If you are planning to directly replace the SATA magnetic disks with SATA SSD's then although you will reduce significantly the seek time but the bandwidth of SATA is no where near the bandwidth of NVMe. SSD's are intrinsically better than magnetic disks although magnetic disks are now available up to 20TByte in capacity.
If I was you I would get a PCIe 3.0 or 4.0 2*NVMe Raid 0/1 carrier and install two SSD's on to it and mirror them. Even though SSD's are very reliable your data is more valuable.
Don't go for super cheap SSD's as the write threshold will be low. I would look at Samsung for SSD's for performance or Kioxia (Toshiba) SSD's for price. As regards the carrier I would look at Sonnet or Highpoint. Bear in mind that the commercial sweet spot for SSD's is 1 or 2 TByte.
Mark Woolfson
-----Original Message----- From: CentOS centos-bounces@centos.org On Behalf Of Walter H. Sent: 26 December 2020 20:26 To: centos@centos.org Subject: Re: [CentOS] Disk choice for workstation ?
If I were you, I'd do the 2nd ... use a larger SSD (1 TB), and keep the mirror set (raid 1) for /data Walter
On 26.12.2020 21:20, Nicolas Kovacs wrote:
Hi,
My workstation is currently equipped with a pair of Western Digital Red 1 TB SATA disks in a software RAID 1 setup.
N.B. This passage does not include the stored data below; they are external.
PR #546, opened 2020-04-09
/bats/1pk5col-strings.bats: Add skipped test for exporting to csv then reimporting

coffeegoddd:


timsehn:
While you are at it, can you you can move all the export tests from 1pk5col.bats into export-tables.bats?

timsehn:
We should merge this :-)

PR #547, opened 2020-04-09
Km/doc checkout bug

katiemcculloch:
Taylor brought a bad docs bug to my attention. If you had a modified doc, and then `dolt checkout <branch>` or `dolt checkout -b <branch>`, your local docs would be overwritten by the working root (your changes vanish).

The intended behavior is to keep the working set exactly as it is on `dolt checkout <branch>`, given there are no conflicts. Since your "working set" for docs is technically on the filesystem, and not on the roots, it was getting wiped. Now i'm pulling the unstagedDocDiffs from the filesystem, and excluding those when it comes time to `saveDocsOnCheckout`. 

Added bats test coverage too

### DIFF
--- a/bats/docs.bats
+++ b/bats/docs.bats
@@ -511,7 +511,7 @@ SQL
      dolt add LICENSE.md README.md
      dolt commit -m "initial license and readme commit"
      echo updated-readme > README.md
-     skip dolt checkout -b test-branch
+     dolt checkout -b test-branch
      run dolt status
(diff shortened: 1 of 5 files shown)


timsehn:
Check out remotes.bats for the bats tests :-)

katiemcculloch:
While my doc tests in remotes.bats are _incredibly_ chill, Brian is right. Working docs get stomped when you pull. I'll fix that too and add coverage

PR #548, opened 2020-04-09
read only version of branches table

bheni:


go/libraries/doltcore/sqle/branches_table.go
```diff
@@ -0,0 +1,146 @@
...
+// BranchesTableName
+func (dt *BranchesTable) String() string {
+	return BranchesTableName
+}
+
+// Schema is a sql.Table interface function that gets the sql.Schema of the branches system table
+func (dt *BranchesTable) Schema() sql.Schema {
+	return []*sql.Column{
+		{Name: "name", Type: sql.Text, Source: BranchesTableName, PrimaryKey: true},
+		{Name: "hash", Type: sql.Text, Source: BranchesTableName, PrimaryKey: true},
```
zachmu, line 60: Should this be a pkey? Aren't branch names unique?

bheni: good catch.

Issue #533, opened 2020-04-08
Feature:  dolt sql --format=json


tomdottom:
Whilst the the ability to run `dolt sql-server` is great, it is a little overkill for simple usecases.

The `dolt sql --format=csv` command works quite well, but loses type information.

Adding the json output format would provide a convenient way to retrieve typed data from cli queries.

    dolt sql --format=json

However, json would still be lossy (eg. no decimal, datetime, or raw bytes representations).

Working from Python any of the following output formats would also be useful:
- py-marshal (compatible with Pythons builtin `marshal` module`
- py-pickle (compatible with Pythons builtin `pickle` module`

Or there are certainly is a [large selection of serialisation formats](https://en.wikipedia.org/wiki/Comparison_of_data-serialization_formats)  which might be more general.

zachmu:
Hi Tom,

Have you found doltpy yet?

https://github.com/liquidata-inc/doltpy

That's our recommended python integration solution. Let us know what it's missing!

We'll add json format to our backlog. Expect it in a future release.

tomdottom:
I tried `doltpy` but found running `dolt sql-server` via a subprocess unreliable.

I was able to manually run `dolt sql-server` and then just use a the `mysql-connector-python` library to query the server.

However, non of this would match the convenience of a `--format=json` option.

I noticed `go/libraries/doltcore/table/typed/json` so I'm guessing this might be in the works already.

zachmu:
Yes, we have a JSON export format, it's just not hooked up to the SQL command yet. You can use `dolt table export` with a .json file destination if getting an entire table at once is good enough for what you are trying to do.

I think we can get --format=json into Monday's release.

PR #551, opened 2020-04-10
Zachmu/sql json

zachmu:
Added JSON result output to sql command. Also fixed handling of NULL values in CSV output.

This fixes https://github.com/liquidata-inc/dolt/issues/533


timsehn:
Let's get this in the next release if we can.

PR #553, opened 2020-04-11
Avoid segfaulting when dashes in 'dolt command --help' are missing

Asgavar:
So, recently I noticed a funny bug in dolt: running e.g. `dolt blame help`
in a non-repo directory results in a segfault [1], while `dolt blame whatever`,
as expected, complains that the current dir is not a proper repository.
After taking a look around the code it became apparent that there is a divergence
in what is considered a 'help request' by the parser and what subcommand
handlers (i.e. the `isHelp()` function in dolt/cli/command.go) mark as such.

This patch makes an arbitrary decision that `dolt whatever help` is equivalent
to `dolt whatever -help`, which is in line with current isHelp() definition.

[1] $> dolt blame help
panic: runtime error: invalid memory address or nil pointer dereference
[signal SIGSEGV: segmentation violation code=0x1 addr=0x0 pc=0x55c491049594]

[...]

### DIFF
--- a/go/libraries/utils/argparser/parser.go
+++ b/go/libraries/utils/argparser/parser.go
@@ -142,15 +142,15 @@ func (ap *ArgParser) Parse(args []string) (*ArgParseResults, error) {
 	for ; i < len(args); i++ {
 		arg := args[i]
 
-		if len(arg) == 0 || arg[0] != '-' || arg == "--" { // empty strings should get passed through like other naked words
-			list = append(list, arg)
-			continue
-		}
-
 		optName, value := splitOption(arg)
 
 		if optName == "help" || optName == "h" {
 			return nil, ErrHelp
+		}
+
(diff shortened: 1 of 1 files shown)


timsehn:
First, thank you for the pull request! We'll review shortly. 

I'll add a bats test for this.

timsehn:
https://github.com/liquidata-inc/dolt/pull/554

timsehn:
We're working on an open source contributor agreement and once we have that we'll merge this in.

Asgavar:
Alright, CLA read & signed ;]

bheni:
@Asgavar, as you identified differences between isHelp and the Parse function of the ArgParser were causing the problem. I found that changing the Parser to be like the isHelp function caused issues for some commands if you have a branch named help or a table named help. As a result I opted to change the isHelp logic instead in https://github.com/liquidata-inc/dolt/pull/576

Thanks!

Asgavar:
Roger that! Glad it got resolved regardless.

PR #1766, opened 2021-05-28
Vinai/create temp tables

VinaiRachakonda:
This pr allows for the creation of temporary tables.


go/libraries/doltcore/sqle/database.go
```diff
@@ -614,6 +673,67 @@ func (db Database) createDoltTable(ctx *sql.Context, tableName string, root *dol
...
+		return sql.ErrTableAlreadyExists.New(tableName)
+	}
+
+	var conflictingTbls []string
+	_ = doltSch.GetAllCols().Iter(func(tag uint64, col schema.Column) (stop bool, err error) {
+		_, tbl, exists, err := root.GetTableByColTag(ctx, tag)
+		if err != nil {
+			return true, err
+		}
+		if exists && tbl != tableName {
```
zachmu, line 718: This condition should be impossible, a panic is more appropriate

go/libraries/doltcore/sqle/database.go
```diff
@@ -657,7 +777,18 @@ func (db Database) Flush(ctx *sql.Context) error {
...
+		return nil
+	}
+
+	// Flush any changes made to temporary tables
+	newTempTableRoot, err := dsess.tempTableEditSessions[db.Name()].Flush(ctx)
+	if err != nil {
+		return nil
+	}
+
+	return dsess.SetTempTableRoot(ctx, db.Name(), newTempTableRoot)
```
zachmu, line 791: This is a problem... we need to update either both roots or neither of them, atomically

I think a TODO is fine for now

go/libraries/doltcore/sqle/database.go
```diff
@@ -915,10 +1046,40 @@ func (db Database) dropFragFromSchemasTable(ctx *sql.Context, fragType, name str
...
-func (db Database) TableEditSession(ctx *sql.Context) *editor.TableEditSession {
+func (db Database) TableEditSession(ctx *sql.Context, isTemporary bool) *editor.TableEditSession {
+	if isTemporary {
+		return DSessFromSess(ctx.Session).tempTableEditSessions[db.name]
+	}
 	return DSessFromSess(ctx.Session).editSessions[db.name]
 }
 
+// GetAllTemporaryTables returns all temporary tables
+func (db Database) GetAllTemporaryTables(ctx *sql.Context) ([]sql.Table, error) {
```
zachmu, line 1057: Delete as discussed in gms PR

go/libraries/doltcore/sqle/dolt_session.go
```diff
@@ -622,6 +643,25 @@ func (sess *DoltSession) AddDB(ctx *sql.Context, db sql.Database, dbData env.DbD
 	// After setting the initial root we have no state to commit
 	sess.dirty[db.Name()] = false
 
+	err = sess.createTemporaryTablesRoot(ctx, db.Name(), ddb)
```
zachmu, line 646: This is expensive, it does IO

Rather than do this on session init, do it on demand the first time that a temp table is created

Don't maintain a temp root for sessions with no temp tables

integration-tests/bats/sql-create-tables.bats
```diff
@@ -410,3 +410,323 @@ SQL
...
+    run dolt status
+    [ "$status" -eq 0 ]
+    [[ "$output" =~ "On branch master" ]] || false
+    [[ "$output" =~ "nothing to commit, working tree clean" ]] || false
+}
+
+@test "sql-create-tables: You can drop temp tables" {
+    run dolt sql <<SQL
+CREATE TEMPORARY TABLE mytemptable(pk int PRIMARY KEY);
+DROP TABLE mytemptable
```
zachmu, line 517: Need another query to confirm it was actually dropped

integration-tests/bats/sql-server.bats
```diff
@@ -764,4 +764,24 @@ SQL
...
+    skiponwindows "Has dependencies that are missing on the Jenkins Windows installation."
+
+    cd repo1
+    start_sql_server repo1
+
+    # check no tables on master
+    server_query 1 "SHOW Tables" ""
+
+    # Create a temporary table with some indexes
+    server_query 1 "CREATE TEMPORARY TABLE one_pk (
```
zachmu, line 779: Need to verify that it still exists in this session in server mode, might need changes to the helper script for that

go/libraries/doltcore/sqle/dtables/branches_table.go
```diff
@@ -76,6 +76,10 @@ func (bt *BranchesTable) PartitionRows(sqlCtx *sql.Context, part sql.Partition)
 	return NewBranchItr(sqlCtx, bt.ddb)
 }
 
+func (bt *BranchesTable) IsTemporary() bool {
```
zachmu, line 79: I'm thinking that IsTemporary should be on a separate TemporaryTable interface in gms

zachmu (commented):
Looks pretty good, just needs a few things

go/libraries/doltcore/sqle/database.go
```diff
@@ -485,13 +508,30 @@ func (db Database) GetRoot(ctx *sql.Context) (*doltdb.RootValue, error) {
 	return currRoot.root, nil
 }
 
+func (db Database) GetTemporaryTablesRoot(ctx *sql.Context) (*doltdb.RootValue, error) {
+	dsess := DSessFromSess(ctx.Session)
+	currRoot, dbRootOk := dsess.tempTableRoots[db.name]
```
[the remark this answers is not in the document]
VinaiRachakonda: I didn't think it would be correct to change the method header for the accessor

go/libraries/doltcore/sqle/database.go
VinaiRachakonda: Resolved that this will continue to exist

integration-tests/bats/sql-server.bats
VinaiRachakonda: Can this be moved to a separate pr? I'd love to take some time to scope out better testing for multiple queries in the same session. Disconnecting on every query isn't good enough.

go/libraries/doltcore/sqle/database.go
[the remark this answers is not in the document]
VinaiRachakonda: Ideally I would pass in a bool param (isTemporary) but that would mean a lot of changes around the codebase

go/libraries/doltcore/sqle/database.go
```diff
@@ -515,14 +555,33 @@ func (db Database) GetHeadRoot(ctx *sql.Context) (*doltdb.RootValue, error) {
...
 
+	// Temporary Tables Get Precedence over schema tables
+	tempTableRoot, err := db.GetTemporaryTablesRoot(ctx)
 	if err != nil {
 		return err
 	}
 
-	if doltdb.IsReadOnlySystemTable(tableName) {
-		return ErrSystemTableAlter.New(tableName)
+	tempTableExists, err := tempTableRoot.HasTable(ctx, tableName)
```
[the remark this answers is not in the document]
VinaiRachakonda: Seems to work fine with case insensitive matches. It pretty much follows the same pattern as below.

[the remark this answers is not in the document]
VinaiRachakonda: It works because the planner passes in the correct case sensitive name. I'll leave a comment

go/libraries/doltcore/sqle/dtables/branches_table.go
VinaiRachakonda: I think there is less code with that approach. Although a separate interface feels wrong because every single table type can be a temporary table. I can see us in the future even allowing systems tables to be manipulated in temporary table formats to allow greater experimentation. 

Integrators should also be aware that they need to consider temporary table support.

go/libraries/doltcore/sqle/database.go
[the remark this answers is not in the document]
zachmu: I mean this:

dsess.GetTempTableRootValue(ctx, db.Name())

go/libraries/doltcore/sqle/database.go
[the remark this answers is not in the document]
zachmu: As long as there are tests, I'm happy

go/libraries/doltcore/sqle/database.go
```diff
@@ -635,6 +697,62 @@ func (db Database) createDoltTable(ctx *sql.Context, tableName string, root *dol
 	return db.SetRoot(ctx, newRoot)
 }
 
+// CreateTemporaryTable creates a table that only exists the length of a schema.
```
zachmu, line 700: length of a session

go/libraries/doltcore/sqle/dolt_session.go
```diff
@@ -454,6 +460,33 @@ func (sess *DoltSession) SetRoot(ctx *sql.Context, dbName string, newRoot *doltd
 	return nil
 }
 
+func (sess *DoltSession) GetTempTableRootValue(ctx *sql.Context, dbName string) (*doltdb.RootValue, error) {
```
zachmu, line 463: This still isn't good enough. You need to only create a temp root / edit session when a temp table is created. The way this is written now, you are doing this on every table lookup, so you'll create a temp root for every session still

integration-tests/bats/sql-server.bats
zachmu: SGTM, must add a TODO in the meantime

zachmu (commented):
Looks better, but you're still creating a temp root for every session, which is expensive. Needs to happen only if a temp table is created.

go/libraries/doltcore/sqle/dolt_session.go
```diff
@@ -695,6 +716,21 @@ func (sess *DoltSession) AddDB(ctx *sql.Context, db sql.Database, dbData env.DbD
...
+// CreateTemporaryTablesRoot creates an empty root value and a table edit session for the purposes of storing
+// temporary tables. This should only be used on demand. That is only when a temporary table is created should we
+// create the root map and edit session map.
+func (sess *DoltSession) CreateTemporaryTablesRoot(ctx *sql.Context, dbName string, ddb *doltdb.DoltDB) error {
+	newRoot, err := doltdb.EmptyRootValue(ctx, ddb.ValueReadWriter())
+	if err != nil {
+		return err
+	}
+
+	sess.tempTableRoots[dbName] = newRoot
```
zachmu, line 728: Should call session.SetTempTableRoot here instead of direct asssignment (after you create the edit session below)

go/libraries/doltcore/sqle/tables.go
```diff
@@ -156,6 +159,21 @@ func (t *DoltTable) doltTable(ctx *sql.Context) (*doltdb.Table, error) {
 	return table, nil
 }
 
+// getRoot returns the correct root value that needs to updated with the new tale info. The only controlling factor
```
zachmu, line 162: table info?

zachmu: Should say "returns the appropriate root value for this table from the session"

zachmu (approved):
LG, thanks for the changes

PR #1811, opened 2021-06-11
Patched random ACCESS DENIED error on Windows

Hydrocharged:
This patches the random `ACCESS DENIED` error that may occur on Windows when noms attempts to rename the manifest.

### DIFF
--- a/go/store/nbs/file_manifest.go
+++ b/go/store/nbs/file_manifest.go
@@ -377,7 +377,7 @@ func parseIfExistsWithParser(_ context.Context, dir string, parse manifestParser
 		return false, manifestContents{}, err
 	}
 
-	// !exists(lockFileName) => unitialized store
+	// !exists(lockFileName) => uninitialized store
 	if locked {
 		var f *os.File
 		err = func() (ferr error) {
@@ -503,7 +503,7 @@ func updateWithParseWriterAndChecker(_ context.Context, dir string, write manife
 			defer func() {
 				closeErr := f.Close()
 
-				if ferr != nil {
+				if ferr == nil {
 					ferr = closeErr
 				}
 			}()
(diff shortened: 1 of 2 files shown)


Hydrocharged:
Left a massive comment in the code, so refer to that. But I'll add that I tried many, many different solutions. I cannot find the root cause of the issue. However, my patch does appear to fix it. To test, I imported a 10,000,000 statement file, and I set GC to run after every statement. On average I would get the `ACCESS DENIED` error every 1,500 renames, although I've seen it occur after as few as 200 renames and as many as 7,000 renames. With the patch, I was able to import the entire 10,000,000 statement file, so I'm fairly confident that this "fixes" it, although it's impossible to truly know without knowing the root cause.

Also, I've got no idea how to test this. Including a 1GB file isn't feasible, and the variability just means we're acquiring a confidence factor rather than a true test.

Hydrocharged:
Changed this to instead use exponential backoff. Didn't run it the whole 10,000,000 statements but I feel confident enough that it would have passed it. Whatever is causing the failure seems to disappear after even a 1ms delay for the retry, so the additional delays are a safety net. This doesn't leave the repo in a potentially invalid state that would require manual fixing.

reltuk (approved):
Love it!

go/store/nbs/file_manifest.go
```diff
@@ -546,9 +546,22 @@ func updateWithParseWriterAndChecker(_ context.Context, dir string, write manife
...
 	err = os.Rename(tempManifestPath, manifestPath)
-
 	if err != nil {
-		return manifestContents{}, err
+		// On Windows, renaming the temporary manifest file to the current manifest file overwrites the current file.
+		// This can occasionally cause an "ACCESS DENIED" error, aborting the entire operation. The cause is not clear,
+		// as it does not appear to be a dangling file handle (observed through Process Explorer). The error is also
+		// hard to reproduce and inconsistent, as it seems to occur between 200-7,000 renames, but averages around 1,500
+		// renames. This adds a delay before retring the rename, increasing the wait time by a factor of 10 after each
+		// failure, up to a max of 10 seconds. If an error still occurs after that time, then we just fail. It is
```
timsehn, line 555: retrying

timsehn (commented):
Spelling mistake in comment

PR #1814, opened 2021-06-11
[no-release-notes] added broken queries

andrew-wm-arthur:


go/libraries/doltcore/sqle/enginetest/dolt_system_table_queries.go
```diff
@@ -0,0 +1,40 @@
+package enginetest
+
+import (
+	"github.com/dolthub/go-mysql-server/enginetest"
+	"github.com/dolthub/go-mysql-server/sql/analyzer"
+)
+
+var BrokenQueries = []enginetest.QueryErrorTest{
```
zachmu, line 8: Can you structure these so that they register as skips in the engine test suite?

PR #1815, opened 2021-06-11
Vinai/elixir smoke test

VinaiRachakonda:


integration-tests/MySQLDockerfile
```diff
@@ -96,4 +103,4 @@ COPY mysql-client-tests /mysql-client-tests
 COPY mysql-client-tests/mysql-client-tests-entrypoint.sh /mysql-client-tests/entrypoint.sh
 
 WORKDIR /mysql-client-tests
-ENTRYPOINT ["/mysql-client-tests/entrypoint.sh"]
+ENTRYPOINT ["/mysql-client-tests/entrypoint.sh"]
```
coffeegoddd, line 106: newline

integration-tests/mysql-client-tests/mysql-client-tests.bats
```diff
@@ -100,6 +100,17 @@ cmake ..
     ruby $BATS_TEST_DIRNAME/ruby/ruby-mysql-test.rb $USER $PORT $REPO_NAME
 }
 
+@test "elixir myxql test" {
+    cd $BATS_TEST_DIRNAME/elixir/
+    # install some mix dependencies
```
coffeegoddd, line 105: can we do this in the dockerfile with the rest of the deps?

coffeegoddd (approved):
LG, couple comments

integration-tests/mysql-client-tests/mysql-client-tests.bats
VinaiRachakonda: I think elixir expects dependencies to be local so I have to leave it like this :/ Tried the other way around and it didn't work

PR #1828, opened 2021-06-15
Fixed #1824: Bug with adding index on merge

### LINKED ISSUE #1824: Merging a branch with a new index into branch without can error
If you create an index on a branch, then try to merge that back into a branch that has since added rows to the table with the new index, we get the following error:

```
   error: Failed to commit changes.
   cause: Bad merge
          cause: index `abc` is missing its data
```

A workaround is to merge in the other direction first, so that the index has a value for every row in the merge target table.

Some stuff like working with virtual machines is a bit slow, so I'm thinking about replacing the disks by SSD.
I'm hesitating between three different setups:
- Use a relatively small SSD (120 to 240 GB) to reinstall the system on
it.
Keep the two SATA disks in a RAID 1 array and mount /home on it.
- Use a larger SSD (500 GB to 1 TB), install everything (including
/home) on it. Keep the two SATA disks in a RAID 1 array and mount them on
/data for storage.
- Get rid of the disks and go full SSD, with a 1 TB disk.
Any advice from the hardware gurus on this list?